Association - L’ouest-sud et les autres tracés

« Après études et réflexions, a opté pour le tracé « ouest-sud », celui qui répond à un véritable aménagement du territoire, dans la mesure où il borde le maximum d’agglomérations et bassins de vie porteurs d’avenir de par leurs activités actuelles et nouvelles qui les prolongent et celles qui, récentes et d’avant-garde, ont besoin d’être boostées pour porter tous leurs fruits.

Bourges, Montluçon, Vichy, Roanne répondent à ce critère essentiel d’agglomérations moyennes ayant le droit, comme on dit au rugby, de « transformer leur essai » et le TGV peut être le catalyseur de la « transformation ».

A une autre échelle, Orléans, Clermont et St Etienne ajoutent à leur panoplie d’activités leur ample potentiel de voyageurs ferroviaires garantissant un coefficient de remplissage satisfaisant des futures rames TGV. « Ouest-Sud » est bien le tracé qui rend le plus de services au plus grand nombre.

Restons-en, ce soir à Clermont.

Le document de RFF est beaucoup trop modeste dans ses prévisions de clientèle supplémentaire tant vers Paris que vers Lyon. Dans le cas de LYON, ce serait se contenter, pour le ferroviaire de 30% du trafic global voyageur à l’horizon 2030 ! Veut-on un véritable transfert modal de la route vers le rail ? Alors, il faut être à la hauteur du défi de l’A 89 et être en deçà de 1h15. « Ouest-Sud » répond à cette exigence.

Quant à la question financière, permettez-moi de faire remarquer que la construction du barreau de Balbigny aura coûté, au bas mot, 30 millions d’euros du kilomètre ! Personne ne proteste quand il s’agit de la route ; pourquoi réserver ses critiques au rai qui est cependant 30% moins cher ?

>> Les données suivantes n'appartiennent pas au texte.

PR #464, opened 2018-12-12
LEAF783 mass action feature

jeremyrl:


LEAF_Request_Portal/templates/reports/LEAF_mass_action.tpl
```diff
@@ -0,0 +1,452 @@
...
+    if(totalActions)
+    {
+        $('button.takeAction').attr("disabled", "disabled");
+    }
+    $.each(selectedRequests, function(key, item) {
+        var ajaxPath = '';
+        var ajaxData = {};
+        var recordID = $(item).val();
+        switch(actionValue) {    
+            case 'submit':
```
jeanmarcablevets: When a request is submitted with an error, the UI says it was a success.  Specifically, a request tied to an incorrectly configured workflow (like a workflow that that has no finish point) says the submission was successful, even though the network log says there was an error.

jeremyrl: This will be addressed next sprint.

PR #469, opened 2018-12-12
quick fix for CommonConfg include

jeremyrl:


jeremyrl:
There was a small typo in the last fix

PR #492, opened 2018-12-20
LEAF839 Import Data Into New Form

jeanmarcablevets:
Added ability to make new a form and requests from an uploaded sheet.

Also added:

* activity/import progress indicator
* error checking: 
     * prevents columns with blank entries from being selected as required or in a required indicator
* generates report of requests made

### DIFF
--- a/LEAF_Request_Portal/templates/reports/LEAF_import_data.tpl
+++ b/LEAF_Request_Portal/templates/reports/LEAF_import_data.tpl
@@ -386,13 +386,13 @@
 
                                                                 },
                                                                 function (err) {
-                                                                    console.log("Error retrieving employee: " + err);
+                                                                    console.log("Error retrieving employee for indicator at row " + index + ": " + err);
                                                                 }
                                                             );
                                                         }
                                                     },
                                                     function (err) {
-                                                        console.log("Error retrieving email: " + err);
+                                                        console.log("Error retrieving email for indicator at row " + index + ": " + err);
                                                     }
                                                 );
                                             } else {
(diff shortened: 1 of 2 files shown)


LEAF_Request_Portal/templates/reports/LEAF_import_data.tpl
```diff
@@ -169,37 +270,54 @@
...
         var columnSelect = $(document.createElement('td'))
-            .append(buildSheetSelect(indicator.indicatorID, sheet_data))
+            .append(buildSheetSelect(indicator.indicatorID, sheet_data, indicator.required))
             .appendTo(row);
 
         return row;
     }
 
-    function doStuff(initiator, requestData) {
+    function doStuff(categoryID, initiator, requestData) {
```
jeremyrl: Rename this function to something that describes what it does.

libs/jsapi/portal/LEAFPortalAPI.js
```diff
@@ -386,6 +386,99 @@ var PortalFormEditorAPI = function (baseAPIURL) {
                 .fail(onFail);
         },
 
+        /**
+         * Assigns workflow to form
+         *
+         * @param categoryID    string              name of form
+         * @param workflowID    int                 description of form
```
jeremyrl: These comments are incorrect.

LEAF_Request_Portal/templates/reports/LEAF_import_data.tpl
jeanmarcablevets: Addressed in commit `ddf`

libs/jsapi/portal/LEAFPortalAPI.js
jeanmarcablevets: Addressed in commit `ddf`

PR #495, opened 2018-12-26
Fixed Type error caused in reports

dastan-rahimi:


LEAF_Request_Portal/templates/view_reports.tpl
```diff
@@ -281,17 +281,19 @@ function loadSearchPrereqs() {
...
                     for(var j in groupIDmap[i].parentStaples) {
                         associatedCategories += ' ' + groupIDmap[i].parentStaples[j];
                     }
                 }
-                
+
                 var categoryLabel = groupNames[k].categoryName;
                 if(groupIDmap[i].parentCategoryID != '') {
-                    categoryLabel += "<br />" + groupIDmap[groupIDmap[i].parentCategoryID].categoryName;
+                    if(groupIDmap[groupIDmap[i].parentCategoryID]){
```
jeremyrl: Use `&&` instead of nesting if statements here.

dastan-rahimi: done

PR #581, opened 2019-04-15
Return public key in json payload from ws

Nick-Ciardiello:
Json Contract:

Request from LEAF:
{
  "key": "my_key",
  "dataToSign": "{ "json": "string", "to": "sign" }"
}
Response from websocket:
{
  "key": "my_key",
  "message": "signed_data_as_hexadecimal",
  "status": "SUCCESS",
  "publicKey": "signing_certificate_as_string"
}


Nick-Ciardiello:
I added a verify() method to the SignEngine.  It prints whether you can verify the signature with the certificate.  To demo just run the jar in the console, try to sign something within LEAF, and it'll print the status of the verification

PR #585, opened 2019-04-19
LEAEF946 Textarea Fix

jeanmarcablevets:
replaced nl2br to handle double linebreak bug


Nick-Ciardiello:
You spelled LEAF wrong

nathanws:
Closing since the new library will not be implemented until the UI refresh.

PR #597, opened 2019-05-08
Leaf944 form printing upgrade

jeanmarcablevets:
Updates:
* fixed wrapping issue
* moved printing functionality to its own file


Nick-Ciardiello:
It took three commits to add one line of code?

PR #614, opened 2019-06-10
Leaf-1042 file name changes in portal

jeremyrl:


LEAF_Request_Portal/file.php
```diff
@@ -8,6 +8,7 @@
 include 'db_config.php';
 include 'login.php';
```
thomasnguyen95: For file name consistency, can you make ```login.php``` -> ```Login.php```

PR #615, opened 2019-06-10
Leaf 945 file upper case extensions

mohnishvaid:
Fixed case sensitive extensions of files in the File Manager.


LEAF_Request_Portal/sources/System.php
```diff
@@ -629,40 +532,34 @@ public function newFile()
...
         }
-
         if (!$this->login->checkGroup(1))
         {
             return 'Admin access required';
         }
-
-        move_uploaded_file($_FILES['file']['tmp_name'], __DIR__ . '/../files/' . $fileName);
+        
+        move_uploaded_file($_FILES['file']['tmp_name'], __DIR__ . '/../files/' . strtolower($fileName));
```
nathanws: The filename case itself should not be changed.

PR #616, opened 2019-06-11
Added width for dropdown menu.

mohnishvaid:
Made it a size of 150px to accomodate bigger words.

### DIFF
--- a/LEAF_Request_Portal/templates/initial_form.tpl
+++ b/LEAF_Request_Portal/templates/initial_form.tpl
@@ -87,7 +87,7 @@ $(function() {
                 <td>Priority</td>
                 <td>
                     <select id="priority" name="priority" aria-label="priority" style="width: 150px;">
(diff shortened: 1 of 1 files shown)


LEAF_Request_Portal/templates/initial_form.tpl
```diff
@@ -86,8 +86,8 @@ $(function() {
             <tr>
                 <td>Priority</td>
                 <td>
-                    <select id="priority" name="priority" aria-label="priority">
-                    <option value="-10">EMERGENCY</option>
+                    <select id="priority" name="priority" aria-label="priority" style="width: 150px;">
+                    <option value="10">EMERGENCY</option>
```
nathanws: The value of the option was changed from "-10" to "10", it should remain "-10"

mohnishvaid: Sorry. Changed it back to -10.

PR #633, opened 2019-07-30
LEAF-1068

mohnishvaid:
Fixed grid formatting and color of styling, currency styling (thousands separator and dollar sign), priority queue ordering when printing to pdf.

### DIFF
--- a/LEAF_Request_Portal/form.php
+++ b/LEAF_Request_Portal/form.php
@@ -115,7 +115,7 @@ class Form
      * @param string $limitCategory
      * @return array
      */
-    public function getFullForm($recordID, $limitCategory = null)
+    public function getFullForm($recordID, $limitCategory = null, $childArray = false)
     {
         $fullForm = array();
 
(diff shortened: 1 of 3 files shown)


LEAF_Request_Portal/form.php
```diff
@@ -136,6 +136,33 @@ public function getFullForm($recordID, $limitCategory = null)
         return $fullForm;
     }
 
+    /**
+     * Copy of getFullForm, but returns sub-indicators as array to preserve order
+     * @param int $recordID
+     * @param string $limitCategory
+     * @return array
+     */
+    public function getFullFormPrint($recordID, $limitCategory = null)
```
jeremyrl: Instead of creating a new function here, just add a param and conditional to getFullForm() to avoid repeating code.

LEAF_Request_Portal/js/formPrint.js
```diff
@@ -340,9 +340,16 @@ var printer = function() {
                                 .text()) : '';
                             textSub();
                             break;
+                        case 'currency':
```
jeremyrl: I would round the cents up to the nearest 2 decimal points, in cases like $100.555.This would keep it consistent to the normal view which already does this.

PR #674, opened 2019-10-23
make userID and empUID available in the template

mgaoVA:


jeremyrl:
After talking about this with Dastan, I think it might be better if we wait until after the uuid migration before doing this. The empUID won't be an int, for one, and we don't know what else might pop up.

PR #685, opened 2019-10-31
Adding Data Item Log Tables & Logging to Groups

g-theriot:
Added Logging to Data Class to allow classes extending Data to write logs in new Data Action Log Table.


LEAF_Nexus/templates/view_group.tpl
```diff
@@ -127,6 +129,23 @@ function announceAction(actionName) {
     $('#buttonClick').attr('aria-label', 'clicked ' + actionName);
 }
 
+function viewHistory(){
+    dialog_message.setContent('');
```
dastan-rahimi: Add the title to read "Acess Group History" dialog.setTitle('Acess Group History');

PR #818, opened 2020-02-21
Leaf 1189 create workflow view history

dastan-rahimi:


dastan-rahimi:
> Ran the branch locally and the History function looks good. I wasn't able to get any history data to show in the dialog, is it because it was running locally?

There was an issue with dialog rendering. it has been fixed.

thomasnguyen95:
Try this case: Take a step in the workflow, edit the step name > rename to whatever 
The view history says: "Workflow Step # jsSrc changed to empty stepTitle changed to step2"
'jsSrc' should not be included in the readable history

g-theriot:
> Try this case: Take a step in the workflow, edit the step name > rename to whatever
> The view history says: "Workflow Step # jsSrc changed to empty stepTitle changed to step2"
> 'jsSrc' should not be included in the readable history

Updated so the jssrc doesn't show in log

PR #844, opened 2020-03-12
bugfix/LEAF-1345-whitelist - disallow html uploads in non-admin contexts

mgaoVA:
cleanup commonconfig


patrickcgs:
title references files with extensions .html

PR also prevents attachments with extensions:

```
zip
ics
svg
```

@mgaoVA was this intended?

cc: @dastan-rahimi

mgaoVA:
nice catch, going to re-add a few extensions. Excluding svg, it might still be flagged since it can contain JS.

PR #852, opened 2020-03-18
return true since expected empID matches current user's empID

mgaoVA:


mgaoVA:
checkIfBackup returns false when $empUID != $this->login->getEmpUID()
but it never returns true when $empUID == $this->login->getEmpUID()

Par ailleurs, le document RFF majore les effets induits au profit des tracés « Est » et « Médian » parce qu’il y aura, en 2025, un réseau ferroviaire LGV étoffé en bordure Nord-Est du grand fuseau du POCL et minore ces effets induits pour le tracé « Ouest-Sud » en se basant sur la non proximité d’équipements ferroviaires importants, à cette date, sur la frange ouest-sud du fuseau.

C’est faire fi du Barreau Est-Ouest, Lyon façade atlantique c’est-à-dire Lyon Nantes et Lyon Bordeaux-Espagne inscrit dans la loi Grenelle parmi les projets post 2020. C’est ignorer ce qui peut donner sa dimension européenne au projet. Ouest-Sud ouvre cette voie-là, essentielle pour l’éligibilité aux Fonds Européens.

Serait-ce à dire que le POCL doit être figé sur les seules données de 2025 et que son existence en serait ainsi bridée à tout jamais ? Le Barreau « Est-Ouest » est ignoré  alors que, page 55, RFF écrit qu’il faut avoir une vue large et de « réseau ». Nous y sommes précisément avec Ouest-Sud.

Je pense que les ratios qui ont été présentés ne conviennent pas. Nous nous sommes adressés par écrit à RFF qui m’a demandé par conséquent de le présenter ici, au débat public. »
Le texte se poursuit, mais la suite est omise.